Mas pode ser dentista. Pode ser fisioterapeuta. Pode ser pintor (muitos preferem usar branco, pois é mais fácil limpar com água sanitária depois). Pode ser praticante de religião afro ou espírita...

Está de terno? É advogado ou político.
Já teve ladrão usando terno e gravata para impressionar as vítimas, sabia?

E se você entrasse em um estúdio de tattoo e o artista não tivesse uma sequer? Você acreditaria em seu potencial? Ou julgaria, como tantos, que ele não é alternativo o suficiente, que não é bom o suficiente?

Se eu mostrasse a foto desta mulher e dissesse que ela entende de rock, você acreditaria?


Pois ela é nada mais, nada menos, que Gisele Maria Rocha, brasileira, muçulmana e toca guitarra pra caramba!!! Olha um vídeo dela:


Fico pensando na quantidade de pessoas que desistem de seus sonhos por um impedimento social. O tatuador com quelóides é apenas um exemplo. Ele é um artista, independente da cena ou não. E ser isolado por conta de uma obrigatoriedade social da cena é algo triste. Se ele usar tattoos falsas e piercings falsos, ele será menos que os outros?
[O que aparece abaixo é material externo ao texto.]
Issue #270, opened 2022-10-04
Validators from `Include()` and `RuleForEach()` are not included into the swagger documentation


laya-alsh:
Hello,

It looks like `ValidationSchemaProcessor` does not respect validators from `Include()` and `RuleForEach()` rules. 

this issue is forwarded from the [small discord conversation](https://discord.com/channels/933662816458645504/1024278454948085780).

I have prepared a small example to demostrate the problem. Imagine you have next request model structure
```c#
public class MyRequest: IRequest
{
    public string? FirstName { get; set; }
    public IReadOnlyList<Child>? Children { get; set; }
    public Partner? Partner { get; set; }
}

public record Child(string? FirstName) : IRequest;

public record Partner(string? FirstName) : IRequest;

public interface IRequest { string? FirstName { get; } }
```

and to validate this request you have next validators
```c#
internal sealed class MyRequestValidator : Validator<MyRequest>
{
    public MyRequestValidator()
    {
        //RuleFor(x => x.FirstName).NotEmpty().MaximumLength(255); // this works
        Include(new BaseValidator()); // this does not work

        RuleFor(x => x.Partner).NotNull().SetValidator(new BaseValidator()); // this works
        RuleForEach(x => x.Children).SetValidator(new BaseValidator()); // this does not work
    }
}

internal sealed class BaseValidator : AbstractValidator<IRequest>
{
    public BaseValidator()
    {
        RuleFor(x => x.FirstName).NotEmpty().MaximumLength(255);
    }
}
```

So for the `MyRequest.FirstName` i would exect in swagger
![image](https://user-images.githubusercontent.com/110024370/193806578-aa4ca846-8a99-485b-b132-98990c64f379.png)

but i got 
![image](https://user-images.githubusercontent.com/110024370/193806433-d983e4ac-f70b-424f-a5d1-b22b635dc046.png)

Similar is for `RuleForEach()`... I noticed that `RuleFor().SetValidator()` works fine, but `RuleForEach().SetValidator()` is ignored..

I've attached a tiny runnable example project.
Thanks!
[validators-bug.zip](https://github.com/FastEndpoints/FastEndpoints/files/9705785/validators-bug.zip)

laya-alsh:
..i'm trying to look into the issue on my own, as the `zymlabs/nswag-fluentvalidation` implementation already has that logic

dj-nitehawk:
@laya-alsh would be nice if you're able to do a PR. i currently have no time to look in to it.

PR #272, opened 2022-10-05
Swagger: apply validation rules from included validators

laya-alsh:
PR for https://github.com/FastEndpoints/FastEndpoints/issues/270

it looks like `RuleForEach()` isn't implemented in the original `zymlabs` repository as well..
but at least `Include()` rules will be applied now

### DIFF
--- a/Src/Swagger/ValidationSchemaProcessor.cs
+++ b/Src/Swagger/ValidationSchemaProcessor.cs
@@ -23,6 +23,7 @@
 using FastEndpoints.Swagger.ValidationProcessor;
 using FastEndpoints.Swagger.ValidationProcessor.Extensions;
 using FluentValidation;
+using FluentValidation.Internal;
 using FluentValidation.Validators;
 using Microsoft.AspNetCore.Builder;
 using Microsoft.Extensions.DependencyInjection;
@@ -100,6 +101,7 @@ public class ValidationSchemaProcessor : ISchemaProcessor
         // Create dict of rules for this validator
         var rulesDict = validator.GetDictionaryOfRules();
         ApplyRulesToSchema(schema, rulesDict, propertyPrefix);
+        ApplyRulesFromIncludedValidators(schema, validator);
     }
 
     private void ApplyRulesToSchema(JsonSchema? schema, ReadOnlyDictionary<string, List<IValidationRule>> rulesDict, string propertyPrefix)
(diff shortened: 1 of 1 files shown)


Src/Swagger/ValidationSchemaProcessor.cs
```diff
@@ -67,15 +68,9 @@ public void Process(SchemaProcessorContext context)
         if (validatorTypes?.Length is null or 0)
             return;
 
-        if (context is null)
-        {
-            _logger?.LogError("SchemaProcessorContext is null");
-            return;
-        }
-
```
laya-alsh, line 75: According to nullable reference type annotations this code is not necessary, so i cleaned up a bit..

Src/Swagger/ValidationSchemaProcessor.cs
```diff
@@ -124,6 +120,37 @@ private void ApplyRulesToSchema(JsonSchema? schema, ReadOnlyDictionary<string, L
...
+            if (adapterMethod.Invoke(adapter, new[] { validationContext, null! }) is not IValidator includeValidator)
+            {
+                break;
+            }
+
+            ApplyRulesToSchema(schema, includeValidator.GetDictionaryOfRules(), string.Empty);
+            ApplyRulesFromIncludedValidators(schema, includeValidator);
+        }
+    }
+
```
laya-alsh, line 153: i pretty much just copied this method from the original `zymlabs` repository

dj-nitehawk:
looks alright at first glance. did you do some testing? 
does it work alright? did it break any existing functionality?
you know, since we don't have any tests for swagger stuff yet.
i'll just have to take your word for it since i don't have much free time to give this a proper vetting ;-)
if working alright, let me know and i'll merge it.

laya-alsh:
yeah, also noticed that there are no tests, otherwise i would have updated/extended them..
i tested it in my project. The only difference in the generated doc (that was a bit not obvious) is
image

but i guess, this change from `OneOf` to `ref`  is because the field is not nullable anymore but a mandatory one

laya-alsh:
oh, you can wait a bit. i found a way to integrate `RuleForEach` rules as well

Src/Swagger/ValidationSchemaProcessor.cs
```diff
@@ -178,23 +178,27 @@ private void ApplyValidationRule(JsonSchema schema, IValidationRule validationRu
...
                 // Retrieve or create an instance of the validator
                 if (!_childAdaptorValidators.TryGetValue(validatorType.FullName!, out var childValidator))
                     childValidator = _childAdaptorValidators[validatorType.FullName!] = (IValidator)Activator.CreateInstance(validatorType)!;
 
                 // Apply the validator to the schema. Again, recursively
-                ApplyValidator(schema.ActualProperties[propertyName].ActualSchema, childValidator, "");
+                var childSchema = schema.ActualProperties[propertyName].ActualSchema;
+                // Check if it is an array (RuleForEach()). In this case we need to apply validator to an Item Schema
+                childSchema = childSchema.Type == JsonObjectType.Array ? childSchema.Item.ActualSchema : childSchema;
+                ApplyValidator(childSchema, childValidator, string.Empty);
```
laya-alsh, line 201: in case of `RuleForEach()` the rules were applied but for a wrong schema... which didn't work obviously..

if you have `RuleForEach(x => x.Children).SetValidator(new ChildValidator())` the validator is for a single `Child` object.. but it was trying here to apply the rules for a `List<Child>` object

laya-alsh:
Now it looks good 🚀

dj-nitehawk:
good job mate!
thank you very much!

dj-nitehawk:
done `v5.2.0-beta24`
should be live in about 5mins...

Se eu usar por problemas para furar, serei menos digna?

A cena alternativa dentro dela mesma sempre lutou por igualdade: de raça, de sexualidade, de condição social. O punk era punk, independente de ser negro ou branco. O gótico é gótico sendo homem ou mulher. O rockabilly é rockabilly, independente se veio da praia, do campo ou da cidade. 

E aí vejo aquela briga do "gótico tem que parecer um vampiro, pele cor de leite" e fico fula. Punk tem que se furar todo para ser respeitado. Fetichista pre-ci-sa usar saltos altíssimos. Não, não, não. Isso não é uma questão de manter o aspecto cultural da subcultura. É impor uma regra cega, segregadora. Exatamente a mesma coisa que a sociedade "normal" faz conosco todo dia.

Sempre lutamos por respeito ao indivíduo. Nossos avós vieram de gerações onde não havia respeito a vontade individual. Sonhos enterrados e frustrações eram o estopim de muita subcultura, a base da luta. E de repente estamos nós impondo condições para aceitar? Existe o "alternativo, mas não o suficiente"?

Sinceramente? Sou alternativa porque penso diferente. Não é tatuagem, não é piercing, não é tacha, renda ou rebite. Cansei de olhar no espelho e me perguntar se estava alternativa o suficiente. Agora penso "vou passar a mensagem que quero?". Mensagem de "não ligo para a podridão da sociedade, tenho coisas mais importantes a fazer. Tenho sonhos e vontades". 

Se uma pessoa que sonhou ser tatuadora, mas não pode ser por imposição social da cena, desistiu, então estamos regredindo.

4 comentários:

  1. Adorei sua reflexão.
    Eu sou o tipo de pessoa que é "chutada" de qualquer grupo.
    Sou diferente demais pra ser bem aceita entre pessoas "normais" e sou "normal" demais pra ser aceita pelos alternativos.
    Já me disseram que sequer sou alternativa por não ter uma estética ou vestimenta que se possa associar a alguma subcultura. Mas peraí, dá licença? Eu ser alternativa é uma coisa que eu tenho que me sentir, ou depende que outros olhem pra mim e me considerem? Eu hein.
    Mas e as mulheres alternativas que a grande maioria das pessoas têm como referência? Parecem mais que pegaram uma barbie, pintaram o cabelo e rabiscaram tatuagens.
    E como se não bastasse, estou no limbo da moda: gorda demais pra ser considerada magra, magra demais pra ser considerada plus size. Mas e as mulheres pluz size que temos como referência? Mesmo sendo gordas têm proporções normais e eu não tenho peitão, nem bundão, nem quadril largo.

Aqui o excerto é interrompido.